The GP700's Ponton, three-box design reflected the silhouette of Borgward's Hansa 1500 introduced the year before. Ten years later, the ponton format automobile had become mainstream, but in 1950, while Opel and Mercedes Benz were still selling cars with designs dating back to the 1930s, the Goliath's design was bold and innovative. The wings were fully integrated into the bodywork, and the passenger cabin filled the full width of the car. Volkswagen would follow suit only in 1961.

Another aspect of the car in respect of which the full significance became obvious only when adopted by other manufacturers was its front-mounted engine, installed transversely along with the gearbox, which drove the front wheels. It was thereby possible to advertise the car as a five-seater even though the wheelbase was of only 2.3 m.

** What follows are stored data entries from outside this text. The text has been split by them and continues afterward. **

PR #72, opened 2020-06-02
Contactor simulator

manthanand:
I wasn't sure how to test the on function because their isn't a command for turning on the contactor. Both the off and on functions are the same syntax so in order to test the function, I just changed the value in the Contactor_Off function from 0 to 1 and made sure the simulator read it as off and on respectively.

### DIFF
--- a/BeVolt/BSP/Simulator/DataGeneration/Contactor.py
+++ b/BeVolt/BSP/Simulator/DataGeneration/Contactor.py
@@ -7,11 +7,6 @@ file = "Data/Contactor.csv"
 
 #Reads file and returns 1 or 0, 1 is on, 0 is off
 def Read_Contactor():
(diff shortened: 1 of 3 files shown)


BeVolt/BSP/Simulator/DataGeneration/Contactor.py
```diff
@@ -0,0 +1,12 @@
...
+#This module will read from the csv file to determine the status of the Contactor
+
+#file path to data
+file = "Data/Contactor.csv"
+
+#Reads file and returns 1 or 0, 1 is on, 0 is off
+def Read_Contactor():
+    with open(file, 'r') as csvfile:
+        csvreader = csv.reader(csvfile)
+        return csvreader
```
JimothyGreene, line 12: This returns a ```reader``` object, not a state

PR #73, opened 2020-06-03
Contactor simulator

manthanand:
Debugged python file by running it independently and printing value in CSV file. It worked when I ran it and changed the values.


BeVolt/BSP/Simulator/DataGeneration/Contactor.py
```diff
@@ -0,0 +1,16 @@
...
+
+#file path to data
+file = "Data/Contactor.csv"
+
+#Reads file and returns 1 or 0, 1 is on, 0 is off
+def Read_Contactor():
+    with open(file, 'r') as csvfile:
+        csvreader = csv.reader(csvfile)
+        return next(csvreader)
+        #print(next(csvreader)): used this to test function
```
SijWoo, line 13: Go to the issues ticket title **Simulator: Locking files during read and writes** and add the necessary code to safely access the files.

BeVolt/BSP/Simulator/Src/BSP_Contactor.c
```diff
@@ -9,8 +11,13 @@
...
 void BSP_Contactor_Init(void) {
-    // TODO: Initialize two pins that will be connected to the Contactor. One must be configued as an input
-    //      and the other must be configued as an output.
+    /* Hardware: Initialize two pins that will be connected to the Contactor. One must be configued as an input
+          and the other must be configued as an output.
+    Software: Create file that contains one unsigned integer, 0 means off, 1 means on
+    */
+   FILE* fp = fopen(file, "w+"); //if file doesn't exist, it is created
+   fprintf(fp, "%d", 0); //write 0 to file
+   fclose(fp); //close file
```
SijWoo, line 20: Add a lock to prevent other programs from accessing/modifying the file

BeVolt/BSP/Simulator/Src/BSP_Contactor.c
```diff
@@ -20,8 +27,12 @@ void BSP_Contactor_Init(void) {
  * @return  None
  */
 void BSP_Contactor_On(void) {
-    // TODO: Set the state to high for the output pin.
+    // Hardware: Set the state to high for the output pin.
     //      Use Positive Logic.
+    // Software: Set integer to 1
+    FILE* fp = fopen(file, "w"); //Open file to write
+    fprintf(fp, "%d", 1); //Write 1 to file
+    fclose(fp);
```
SijWoo, line 35: Add lock

BeVolt/Apps/Src/CLI.c
```diff
@@ -1,774 +1,780 @@
...
+			break;
+		// Temperature of specific module
+		case CLI_MODULE_HASH:
+			if (hashTokens[2] == 0 || hashTokens[2]-1 > NUM_BATTERY_MODULES || hashTokens[2]-1 < 0){
+				printf("Invalid module number\n\r");
+			}
+			else {
+				if(hashTokens[3] == 0) {//temperature of module
+					printf("Module number %d: %.3f C\n\r", hashTokens[2], Temperature_GetModuleTemperature(hashTokens[2]-1)/MILLI_UNIT_CONVERSION);
+				} else if(hashTokens[3]-1 == 0 || hashTokens[3]-1 == 1) {//temperature of specific sensor in module
```
chaseblock, line 245: Why are we subtracting one and then comparing to 0 and 1? Why not `hashTokens[3] == 1` and `hashTokens[3] == 2`? In fact, since I'm not sure what 1 and 2 would mean for a hash token, why not use some sort of enum (if these are status codes)?

I realize this is probably out of scope for the contactor simulator pull, but we should address this at some point.

@JimothyGreene what's going on here?

BeVolt/Apps/Src/main.c
```diff
@@ -72,6 +72,8 @@ int main(){
 			break;
 		}
 
+		// TODO: Implement heartbeat for RUN light at a visible frequency
```
chaseblock, line 75: Can we make this an issue if it's not already? @ClarkPoon

BeVolt/BSP/Simulator/DataGeneration/simulate.py
```diff
@@ -13,91 +14,146 @@
...
+    for i, module in enumerate(module_values):
+        stdscr.addstr(i+2, 37, f"{i+1}")
+        stdscr.addstr(i+2, 40, f"| {'X' if module[0] else ' '} | {module[1]/10000:.4f}V | {module[2]/1000:.3f}°C | {module[3]/1000:.3f}°C |")
     # Read LED values
+    stdscr.addstr(0, 90, "LEDs")
+    stdscr.addstr(1, 80, "=======================")
     lights = Lights.read()
-    for i in range(0, 9):
-        stdscr.addstr(i+2, 40, lights_names[i])
+    curses.init_pair(1, curses.COLOR_RED, curses.COLOR_RED)
```
chaseblock, line 49: Is this for the LEDs? Is this part of this set of changes, or did this come from another branch? If it came from elsewhere, we should make sure to review that branch's changes before doing anything here.

`git blame` shows that @SijWoo changed this line. Is this part of a finished feature?

BeVolt/Apps/Src/CLI.c
JimothyGreene: That's just a sensor number (0 or 1). I was just trying to keep the 0-indexing on the code side and the 1-indexing on the user input side. I can see how this is confusing, so it can be changed.

chaseblock: Yeah I think that we could either change the user input side to 0-indexed or change it so that we have definitions/constants like `SENSOR_ID_1 = 0`. Both would make it easier to read.

BeVolt/Apps/Src/main.c
ClarkPoon: Good catch, I just created a new issue for this

chaseblock:
Github seems to be having an aneurysm or something with this pull request. I'm approving, but I'm going to do the merge manually, rather than with github's interface, so that I can be sure nothing terrible happens.

According to a `git diff`, the only files that have actually changed are:

```
.vscode/settings.json                     |  5 ++++-
 BSP/Simulator/DataGeneration/Contactor.py | 22 ++++++++++++++++++++++
 BSP/Simulator/Src/BSP_Contactor.c         | 49 ++++++++++++++++++++++++++++++++++++++++++-------
 BSP/Template/Src/BSP_Contactor.c          | 49 ++++++++++++++++++++++++++++++++++++++++++-------
 4 files changed, 110 insertions(+), 15 deletions(-)
```

This appears safe to me.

The GP700 Sport appeared in 1952 with a Bosch fuel injection system. The Sport model was produced only in very limited numbers, but shortly afterwards fuel injection also became available on the GP700 saloon (designated GP700 E: E stood for “Einspritzung”) as an alternative to the carburetor-equipped version. When the larger-engined GP900 E appeared, it was available only with the Bosch fuel injection. This is a Goliath feature that would be taken up across the auto industry during the balance of the twentieth century: however, the fuel-injected GP700 E appeared five years before the fuel-injected Mercedes-Benz 300 SL.

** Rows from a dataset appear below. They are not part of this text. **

PR #93, opened 2020-06-21
Voltage Library cell_asic fix

manthanand:
Created a private array inside Voltage.c for other functions to use. Tested with the simulator and all voltages were the same.


BeVolt/Apps/Src/Voltage.c
```diff
@@ -4,12 +4,12 @@
  */
 
 #include "Voltage.h"
-#include "LTC6811.h"
+#include "LTC681x.h"
```
SijWoo, line 7: Is there something you needed from LTC681x.h? The LTC6811 src file is a wrapper for the LTC681x src file so the LTC681x functions should not be used.

manthanand: No, I added it but forgot to remove it.

BeVolt/Apps/Src/Voltage.c
```diff
@@ -4,12 +4,12 @@
...
 #include "config.h"
 #include <stdlib.h>
 
 static cell_asic *Minions;
-
+uint16_t VoltageVal[NUM_BATTERY_MODULES]; //Voltage values gathered
```
chaseblock, line 12: If we're treating this as private, it should be `static`.

PR #94, opened 2020-06-21
Watchdog Timer Simulation

sugamarora99:


BeVolt/BSP/Simulator/Src/BSP_WDTimer.c
```diff
@@ -1,34 +1,95 @@
...
+#include <stdlib.h>
+#include <sys/file.h>
+#include <sys/types.h>
+#include <unistd.h>
 
+
+static const char* file = "BSP/Simulator/DataGeneration/Data/WDTimer.csv";
+
+bool DidSystemReset;
+bool HasStarted;
```
chaseblock, line 12: Declare these as static and rename them like `didSystemReset`.

BeVolt/BSP/Simulator/Src/BSP_WDTimer.c
```diff
@@ -1,34 +1,95 @@
...
-    // TODO: Start the watchdog countodwn
+    CheckReset();
+    FILE* fp = fopen(file, "w");
+    if(!fp) {
+        perror("WDTimer.csv");
+        exit(EXIT_FAILURE);
+    }
+    int fno = fileno(fp);
+    flock(fno, LOCK_EX);
+    fprintf(fp, "%x\n%d", 0xCCCC, (int)getpid());
```
chaseblock, line 89: What does 0xCCCC mean? If it is chosen for a specific purpose, we should create a `const int` or a `#define` for it. If it's not chosen for some particular reason, then why not use an enum?

BeVolt/BSP/Simulator/Src/BSP_WDTimer.c
```diff
@@ -39,4 +100,22 @@ void BSP_WDTimer_Start(void) {
...
+    if(HasStarted == true){
+        FILE* fp = fopen(file, "r+");
+        if(!fp) {
+            perror("WDTimer.csv");
+            exit(EXIT_FAILURE);
+        }
+        int fno = fileno(fp);
+        flock(fno, LOCK_EX);
+        
+        fprintf(fp, "%x\n%d", 0xAAAA, 0);
```
chaseblock, line 113: Likewise.

BeVolt/Tests/Test_BSP_WDTimer.c
```diff
@@ -0,0 +1,52 @@
+#include "common.h"
+#include "config.h"
+#include "BSP_WDTimer.h"
+
+int main(){
+    uint32_t delay = 150000000;
```
chaseblock, line 6: What unit is this in. Could we name it something like `delayMilliseconds` or `delayMicroseconds`?

BeVolt/BSP/Simulator/DataGeneration/WDTimer.py
```diff
@@ -18,16 +21,16 @@ def Check_State():
             fcntl.flock(csvfile.fileno(), fcntl.LOCK_EX)  
             csvreader = csv.reader(csvfile)
             currentState = next(csvreader)
-            if ((currentState[0] == 'aaaa') and (duration > 0)):
+            if ((currentState[0] == reset) and (duration > 0)):
                 duration = 15 #reset countdown
                 csvfile.seek(0)
                 csvwriter = csv.writer(csvfile)
```
chaseblock, line 27: csvfile is opened with `'r+'`, which will fail if the file is not there. Probably should change this to `'w+'`. Placing the comment here since Github won't let me comment on the relevant line. Look at line 20.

Yet another innovation, available from 1952 on the GP700 and which subsequently became mainstream was the all-synchromesh, four-speed gearbox.

==The Engine==
The GP700 was propelled by a two-cylinder two-stroke engine of 688 cc. The carburettor version with which the car was launched had a claimed maximum output of 25 bhp, which increased to 29 bhp where fuel injection was specified. Claimed maximum speed when the car was launched was 102 km/h. Subsequently, the installation of more powerful engines delivered more performance: the bored out 886 cc-engined GP900 E, introduced in 1955, managed a maximum speed of 120 km/h courtesy of an advertised maximum output of 50 bhp. The very rare lightweight GP700 sport, offered from 1951 to 1953, its fuel-injected engine enlarged to 845 cc, managed a claimed maximum speed of 125 km/h on the basis of 32 bhp.